AIM OF THE TASK
The lines from the top of the data down to the line with "I didn't find any relevant api so far." should be repeated exactly, both ends included.

INFORMATION

Issue #608, opened 2022-08-14
Keep decimal places at 2 decimals for serializing DTO float value


DingFeng9313:
In file: oatpp/parser/json/mapping/ObjectMapper.hpp

# Question

I want to Keep decimal places at 2 decimals for serializing DTO float value, is there an API setting to do that? Or how should I work around with this requirement?

doufu3344:
I didn't find any relevant api so far.

oatpp uses the [`OATPP_FLOAT_STRING_FORMAT`](https://github.com/oatpp/oatpp/blob/bbe455af60b8f292ed90f84bd02cac1b98c2e232/src/oatpp/core/base/Config.hpp#L66)(%.16g) to format floating point data when [serialize a DTO](https://github.com/oatpp/oatpp/blob/bbe455af60b8f292ed90f84bd02cac1b98c2e232/src/oatpp/core/data/stream/Stream.cpp#L411) object. My idea is if it is sure that all conversions sharing an uniform decimal precision in you app, you can replace this macro with the format you need when compiling oatpp.

But with different precision I didn't find a proper solution using DTO.

lganzzzo:
Hello guys,

You are right - currently there is no API allowing to do this.
I think we can add something like the following:

```cpp
class MyDto : public DTO {

  DTO_INIT(MyDto, DTO)

  DTO_FIELD_INFO(value) {
    info->format = "%.16g";
  }
  DTO_FIELD(Float64, value);

};
```

emcep:
Hello. Nice to see that this issue is covered. Is there any chance this is going to be added to official release soon?

oscarthorn:
Hi! Any idea when this will be released to master?

PR #642, opened 2022-10-11
Supported for specifying float value format on serializing DTO to JSON

doufu3344:
related #608

### DIFF
--- a/src/oatpp/core/data/mapping/type/Object.hpp
+++ b/src/oatpp/core/data/mapping/type/Object.hpp
@@ -103,6 +103,10 @@ public:
       std::string pattern = "";
 
       /**
+       * Format.
+       */
+      std::string format = OATPP_FLOAT_STRING_FORMAT;
+      /**
        * Required.
        */
       bool required = false;
--- a/src/oatpp/core/data/mapping/type/Object.hpp
+++ b/src/oatpp/core/data/mapping/type/Object.hpp
@@ -105,7 +105,7 @@ public:
       /**
        * Format.
        */
-      std::string format = OATPP_FLOAT_STRING_FORMAT;
+      std::string format = "";
       /**
        * Required.
        */
--- a/src/oatpp/core/data/stream/Stream.cpp
+++ b/src/oatpp/core/data/stream/Stream.cpp
@@ -397,18 +397,18 @@ v_io_size ConsistentOutputStream::writeAsString(v_uint64 value){
   return 0;
 }
 
-v_io_size ConsistentOutputStream::writeAsString(v_float32 value){
+v_io_size ConsistentOutputStream::writeAsString(v_float32 value, const char* format){
   v_char8 a[100];
-  auto size = utils::conversion::float32ToCharSequence(value, &a[0], 100, floatFormat->c_str());
+  auto size = utils::conversion::float32ToCharSequence(value, &a[0], 100, format);
   if(size > 0){
     return writeSimple(&a[0], size);
   }
   return 0;
 }
 
-v_io_size ConsistentOutputStream::writeAsString(v_float64 value){
+v_io_size ConsistentOutputStream::writeAsString(v_float64 value, const char* format){
   v_char8 a[100];
-  auto size = utils::conversion::float64ToCharSequence(value, &a[0], 100, floatFormat->c_str());
+  auto size = utils::conversion::float64ToCharSequence(value, &a[0], 100, format);
   if(size > 0){
     return writeSimple(&a[0], size);
   }
@@ -530,6 +530,18 @@ ConsistentOutputStream& operator << (ConsistentOutputStream& s, const char* str)
   } else {
     s.writeSimple("[<char*(null)>]");
   }
+  return s;
+}
+
+template<>
+ConsistentOutputStream& operator << (ConsistentOutputStream& s, v_float32 value) {
+  s.writeAsString(value, "");
+  return s;
+}
+
+template<>
+ConsistentOutputStream& operator << (ConsistentOutputStream& s, v_float64 value) {
+  s.writeAsString(value, "");
   return s;
 }
 
--- a/src/oatpp/core/data/stream/Stream.cpp
+++ b/src/oatpp/core/data/stream/Stream.cpp
@@ -399,7 +399,7 @@ v_io_size ConsistentOutputStream::writeAsString(v_uint64 value){
 
 v_io_size ConsistentOutputStream::writeAsString(v_float32 value){
   v_char8 a[100];
-  auto size = utils::conversion::float32ToCharSequence(value, &a[0], 100);
+  auto size = utils::conversion::float32ToCharSequence(value, &a[0], 100, floatFormat->c_str());
   if(size > 0){
     return writeSimple(&a[0], size);
   }
@@ -408,7 +408,7 @@ v_io_size ConsistentOutputStream::writeAsString(v_float32 value){
 
 v_io_size ConsistentOutputStream::writeAsString(v_float64 value){
   v_char8 a[100];
-  auto size = utils::conversion::float64ToCharSequence(value, &a[0], 100);
+  auto size = utils::conversion::float64ToCharSequence(value, &a[0], 100, floatFormat->c_str());
   if(size > 0){
     return writeSimple(&a[0], size);
   }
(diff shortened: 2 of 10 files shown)


src/oatpp/core/data/mapping/type/Object.hpp
```diff
@@ -102,6 +102,10 @@ class BaseObject : public oatpp::base::Countable {
        */
       std::string pattern = "";
 
+      /**
+       * Format.
+       */
+      std::string format = OATPP_FLOAT_STRING_FORMAT;
```
lganzzzo, line 108: Let's initialize it with an empty string

```cpp
std::string format = "";
```

Then, when serializing we'll check if `format` isn't empty and choose the proper format.

src/oatpp/core/data/stream/Stream.cpp
```diff
@@ -399,7 +399,7 @@ v_io_size ConsistentOutputStream::writeAsString(v_uint64 value){
 
 v_io_size ConsistentOutputStream::writeAsString(v_float32 value){
```
lganzzzo, line 400: Let's have an additional method overload instead

```cpp
v_io_size ConsistentOutputStream::writeAsString(v_float32 value, const char* format) {
   ...
}
```

src/oatpp/core/data/stream/Stream.cpp
```diff
@@ -408,7 +408,7 @@ v_io_size ConsistentOutputStream::writeAsString(v_float32 value){
 
 v_io_size ConsistentOutputStream::writeAsString(v_float64 value){
```
lganzzzo, line 409: Let's have an additional method overload instead

```cpp
v_io_size ConsistentOutputStream::writeAsString(v_float64 value, const char* format) {
   ...
}
```

src/oatpp/core/data/stream/Stream.hpp
```diff
@@ -405,6 +405,7 @@ class IOStream : public InputStream, public OutputStream {
  */
 class ConsistentOutputStream : public OutputStream {
 public:
+  String floatFormat = OATPP_FLOAT_STRING_FORMAT;
```
lganzzzo, line 408: We don't need this since we gonna have additional methods:

```cpp
v_io_size ConsistentOutputStream::writeAsString(v_float32 value, const char* format)
v_io_size ConsistentOutputStream::writeAsString(v_float64 value, const char* format)
```

src/oatpp/parser/json/mapping/Serializer.cpp
```diff
@@ -243,7 +243,17 @@ void Serializer::serializeObject(Serializer* serializer,
       (first) ? first = false : stream->writeSimple(",", 1);
       serializeString(stream, field->name, std::strlen(field->name), serializer->m_config->escapeFlags);
       stream->writeSimple(":", 1);
+      auto streamFloatFormat = stream->floatFormat;
+      if (config->floatStringFormat != OATPP_FLOAT_STRING_FORMAT) {
+          stream->floatFormat = config->floatStringFormat;
+      }
+      if (field->info.format != OATPP_FLOAT_STRING_FORMAT) {
+          stream->floatFormat = field->info.format;
+      }
```
lganzzzo, line 252: Since we don't store `floatFormat` in the stream, we don't need this.

**Instead** - we will use the proper stream overloaded method during floatSerialization

src/oatpp/parser/json/mapping/Serializer.cpp
```diff
@@ -243,7 +243,17 @@ void Serializer::serializeObject(Serializer* serializer,
...
       serializer->serialize(stream, value);
+      if (stream->floatFormat != streamFloatFormat) {
+          stream->floatFormat = streamFloatFormat;
+      }
```
lganzzzo, line 256: Since we don't store `floatFormat` in the stream, we don't need this.

src/oatpp/parser/json/mapping/Serializer.cpp
```diff
@@ -276,6 +286,8 @@ void Serializer::serialize(data::stream::ConsistentOutputStream* stream,
 void Serializer::serializeToStream(data::stream::ConsistentOutputStream* stream,
                                    const oatpp::Void& polymorph)
 {
+  if(m_config->floatStringFormat != stream->floatFormat)
+    stream->floatFormat = m_config->floatStringFormat;
```
lganzzzo, line 290: Since we don't store `floatFormat` in the stream, we don't need this.

lganzzzo (changes requested):
Since we don't want to store floatFormat in stream we'll have to add a separate
serialization method for floats similar to [serializePrimitive](https://github.com/oatpp/oatpp/blob/master/src/oatpp/parser/json/mapping/Serializer.hpp#L124)
But we'll use an overloaded method from stream with the proper format

doufu3344:
I thought about this implementation before, but met some obstacles during the implementation.
I have overloaded `ConsistentOutputStream::writeAsString()` and tried a template specialization of `serializePrimitive<Float32>` looks like:
```
template<>
static void serializePrimitive<Float32>(Serializer* serializer,
                           data::stream::ConsistentOutputStream* stream,
                           const oatpp::Void& polymorph){
  (void)serializer;

  if (polymorph) {
    stream->writeAsString(*static_cast<Float32*>(polymorph.get()),
                          floatStringFormat // ???how to get the format of polymorph???
    );
  }
  else {
    stream->writeSimple("null", 4);
  }
}
```
Now, the question is: 
how to get the `floatStringFormat` in `serializePrimitive<Float32>()`, the third param(type is Float32) **holds the real value only without extra infomation**.That is, how to pass the field's format to the seializer when [serializing an object](https://github.com/oatpp/oatpp/blob/bbe455af60b8f292ed90f84bd02cac1b98c2e232/src/oatpp/parser/json/mapping/Serializer.cpp#L242-L247), i.e. how to add the format information to *value*: (serializer->serialize() --> serializePrimitive<Float32>())
https://github.com/oatpp/oatpp/blob/bbe455af60b8f292ed90f84bd02cac1b98c2e232/src/oatpp/parser/json/mapping/Serializer.cpp#L242-L247
All I can think of is something like(calling stream->writeAsString directly when field->type is floating):
```
  if (value || config->includeNullFields || (field->info.required && config->alwaysIncludeRequired)) {
    (first) ? first = false : stream->writeSimple(",", 1);
    serializeString(stream, field->name, std::strlen(field->name), serializer->m_config->escapeFlags);
    stream->writeSimple(":", 1);

    // calling stream->writeAsString directly when field->type is floating
    if (field->type == oatpp::Float32::Class::getType()) {
        stream->writeAsString(*static_cast<Float32*>(value.get()), field->info.format.c_str());
    }
    else if (field->type == oatpp::Float64::Class::getType()) {
        stream->writeAsString(*static_cast<Float64*>(value.get()), field->info.format.c_str());
    }
    else { //other types
        serializer->serialize(stream, value);
    }
  }
```
But I feel this is not perfect, is there any other solution?

lganzzzo:
@doufu3344 ,

> That is, how to pass the field's format to the seializer

Haha, that is a good question, I haven't thought of it!

The only thing that comes to my mind is to extend [serializerMethod](https://github.com/oatpp/oatpp/blob/master/src/oatpp/parser/json/mapping/Serializer.hpp#L118) with an extra parameter:

```cpp
  typedef void (*SerializerMethod)(Serializer*,
                                   data::stream::ConsistentOutputStream*,
                                   const oatpp::Void&,
                                   void* extra);
```

Or even better - like this:

```cpp

  struct Context {
    Serializer* serializer;
    data::mapping::type::BaseObject::Property::Info* info;
    // we can add more later if needed
  }

  typedef void (*SerializerMethod)(const std::unique_ptr<Context>&, // <-- Now we pass Context instead
                                   data::stream::ConsistentOutputStream*,
                                   const oatpp::Void&);

```

Then [here](https://github.com/oatpp/oatpp/blob/master/src/oatpp/parser/json/mapping/Serializer.cpp#L246) we do:

```cpp
context->info = &field->info;
serializer->serialize(context, value);
```

Context is created once on serialization start and destroyed on serialization end.

lganzzzo (approved):

lganzzzo:
Merged to [#642_candidate](https://github.com/oatpp/oatpp/tree/%23642_candidate) branch.
After some more testing will be merged to master.
Great work!

PR #660, opened 2022-11-17
allow readBodyToStringAsync to support empty body

doufu3344:
A null string can properly get using macro BODY_STRING at sync mode, but at async mode, an exception is thrown and the next processing flow is interrupted. Sync and async mode should be in a unified way.


lganzzzo:
Fixed in #702 
I'm closing this PR.

PR #680, opened 2022-12-09
Fix parsing of Boolean

### LINKED ISSUE #673: Error when parsing a Boolean
I think there might be a bug in `ObjectMapper<Boolean>::readFromString`:
https://github.com/oatpp/oatpp/blob/6063b57b250bfa9bdf02c47351a4a4ce1a969079/src/oatpp/core/data/mapping/ObjectMapper.hpp#L124-L133

When the given string is `"false"`, it is correctly parsed, but the `bool` conversion operator of `Boolean`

RESPONSE TO THIS EXERCISE
Issue #608, opened 2022-08-14
Keep decimal places at 2 decimals for serializing DTO float value


DingFeng9313:
In file: oatpp/parser/json/mapping/ObjectMapper.hpp

# Question

I want to Keep decimal places at 2 decimals for serializing DTO float value, is there an API setting to do that? Or how should I work around with this requirement?

doufu3344:
I didn't find any relevant api so far.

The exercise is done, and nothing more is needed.